PR #189, opened 2013-09-13
allow parameters in extension

docteurklein:
This is a **BC Break**.

You must change `phpspec.yml` accordingly: 

    # before
    extensions:
        - Some\Extension

    # after:
    extensions:
        Some\Extension: ~
        # or, and that's why
        Some\Other\Extension:
            option1: ~

I started to spec this until I realised this class is not speccable with current impl.

We should extract this extension loading mechanism to its own class.

### DIFF
--- a/features/configuration/developer_adds_extensions.feature
+++ b/features/configuration/developer_adds_extensions.feature
@@ -1,0 +1,129 @@
+Feature: Developer enables extensions
+  As a Developer
+  I want to enable and configure extensions
+  In order to customize or add features to phpspec behavior
+
+  Scenario: Adding non parametrized extensions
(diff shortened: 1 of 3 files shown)


ciaranmcnulty:
@docteurklein I don't think we'll be updating the PHP version soon

stof:
@ciaranmcnulty I suggest putting this on hold until we decide what we do with Testwork (if we go the way of using Testwork extensions, this proposal will be obsolete)

docteurklein:
@stof @ciaranmcnulty good idea.

ciaranmcnulty:
I'm going to close the PR for now, it doesn't mean it's not a good idea!

PR #215, opened 2013-11-15
Added generating of not found interfaces and implementing

karolsojko:
I was thinking that it would be cool if `PHPSpec` helped you with generating and implementing interfaces :)
### Generating interfaces

so for example if I had a spec like this: 

``` php
<?php

namespace spec\KingsLanding;

use PhpSpec\ObjectBehavior;

class KingSpec extends ObjectBehavior
{
    function it_should_be_a_royalty()
    {
        $this->shouldImplement('Royal\RoyaltyInterface');
    }
}
```

Let's say the interface `Royal\RoyaltyInterface` didn't exist because I haven't done it yet. So when we distinguish the `shouldImplement` matcher, `PHPSpec` could ask me if I want to create the `Royal\RoyaltyInterface` - and if I said yes it could generate the file for me.
### Implementing interfaces

Ok now when the interface is created we're not quite there yet. The interface is generated but the class still doesn't implement it. So I thought it could ask me if `KingsLanding\King` should implemented `Royal\RoyaltyInterface` and if I said yes it could add the implementation header to the class :)

I think this could automate nicely a few things at least. The whole process in a console is illustrated in this screenshot: http://d.pr/i/Uefo
### Result

So in the end I would end up with something like this:

``` php
<?php
//Royal/RoyalInterface.php
namespace Royal;

interface RoyaltyInterface
{
}

//KingsLanding/King.php
<?php

namespace KingsLanding;

class King implements \Royal\RoyaltyInterface
{
}

```

### DIFF
--- a/spec/PhpSpec/CodeGenerator/Generator/InterfaceGeneratorSpec.php
+++ b/spec/PhpSpec/CodeGenerator/Generator/InterfaceGeneratorSpec.php
@@ -1,0 +1,149 @@
+<?php
+
+namespace spec\PhpSpec\CodeGenerator\Generator;
+
+use PhpSpec\ObjectBehavior;
+use Prophecy\Argument;
+
+class InterfaceGeneratorSpec extends ObjectBehavior
+{
+    /**
+     * @param PhpSpec\Console\IO $io
+     * @param PhpSpec\CodeGenerator\TemplateRenderer $tpl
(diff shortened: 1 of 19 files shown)


jakzal:
Related to the discussion of a special matcher for interfaces: http://blog.cleancoder.com/uncle-bob/2015/01/08/InterfaceConsideredHarmful.html

PR #335, opened 2014-03-22
Allow instantiation via a static factory method

damonjones:
It's not currently possible to use a factory method to instantiate a subject (useful when you have a private constructor).

This PR addresses that, by introducing the new `beConstructedThrough()` method, which requires a callable and optional constructor arguments.

Example class:

``` php
final class Example
{
    private $name;

    private function __construct($name)
    {
        $this->name = $name;
    }

    public static function createWithName($name)
    {
        return new self($name);
    }

    public function getName()
    {
        return $this->name;
    }
}
```

``` php
function it_should_be_constructed_through_a_factory_method()
{
    $this->beConstructedThrough('Example::createWithName', ['Damon']);
    $this->shouldHaveType('Example');
    $this->getName()->shouldEqual('Damon');
}
```

This implements the WIP feature/pull request that was originally made to the phpspec2 repository by @mathiasverraes: https://github.com/phpspec/phpspec2/pull/95

### DIFF
--- a/src/PhpSpec/Wrapper/Subject.php
+++ b/src/PhpSpec/Wrapper/Subject.php
@@ -90,10 +90,10 @@ class Subject implements ArrayAccess, WrapperInterface
     }
 
     /**
-     * @param callable $factoryMethod
-     * @param array    $arguments
+     * @param array|string $factoryMethod
+     * @param array        $arguments
      */
-    public function beConstructedThrough(callable $factoryMethod, array $arguments = array())
+    public function beConstructedThrough($factoryMethod, array $arguments = array())
     {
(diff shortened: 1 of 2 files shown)


bweston92:
How can I check an exception gets thrown in the constructor? Use case, value objects that have assertions.

mdavis1982:
@bweston92 You can do:

```php
$this
    ->shouldThrow(YourException::class)
    ->during('__construct', ['list', 'of', 'parameters']);
```

bweston92:
But the constructor is private with instantiation via static method?

ciaranmcnulty:
With named constructors there currently isn't a good way to do this. See #699

PR #412, opened 2014-08-04
Trigger an error when expected spec class is not found in file

### LINKED ISSUE #354: PhpSpec should warn when a spec class does not match its expected name
In case there is a mismatch between the spec class name and the expected name based on the path, PhpSpec ignores the file silently. This makes it really hard to spot such mistakes.

Reproducing it: create a file `spec/Acme/Demo/GreeterSpec.php`, and put the class `spec\Acme\Hello\GreeterSpec` in it (notice the different namespace). Running PhpSpec will pass, but your GreeterSpec will not run and you won't know it.

This happened to me (and it is broken since a few weeks), and I detected it only because I ran the PHP-CS-Fixer on the spec folder and it warned me about a PSR-0 mismatch.

tomphp:
fixes #354

First phpspec PR, please be gentle!

I have often come across this issue when renaming/moving a spec file and forgetting to update the classname/namespace inside.

I'm not sure throwing an exception is the correct thing to do here, if there is a more appropriate way to handle this a nudge in the right direction would be muchly appreciated.

### DIFF
--- a/features/bootstrap/PhpSpecContext.php
+++ b/features/bootstrap/PhpSpecContext.php
@@ -112,18 +112,21 @@ class PhpSpecContext implements Context
     }
 
     /**
-     * @Given /^(?:|the )(?:spec |class )file "(?P<file>[^"]+)" contains:$/
+     * @Given /^(?:|the )class file "(?P<file>[^"]+)" contains:$/
      */
     public function theFileContains($file, PyStringNode $string)
     {
-        $dirname = dirname($file);
-        if (!file_exists($dirname)) {
-            mkdir($dirname, 0777, true);
-        }
-
-        file_put_contents($file, $string->getRaw());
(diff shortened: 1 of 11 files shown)


respinoza:
@tomphp I wonder if you are still around. We have had this problem, see #354 
At this point I don't know if you are going to implement this or not but I would like to resurrect this fix to avoid the dangerous situation where the CI could execute phpspec and detect no problems but in reality no specs were run.

tomphp:
@respinoza I would still like to see this happen but the implementation was a bit tricky without some BC breaks. I've forgotten where we got to with it so I'll have to read back and try and work it out - plus I'll have a look at the current code and see if it's changed. Maybe if it isn't possible without a sensible, non-BC breaking, solution, we can try for in to be added in a major release?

──────────────────────────────

WHAT NEEDS TO BE DONE:
Which of the lines above include the word "createWithName"? List those lines.

COMPLETED EXERCISE:
    public static function createWithName($name)
    $this->beConstructedThrough('Example::createWithName', ['Damon']);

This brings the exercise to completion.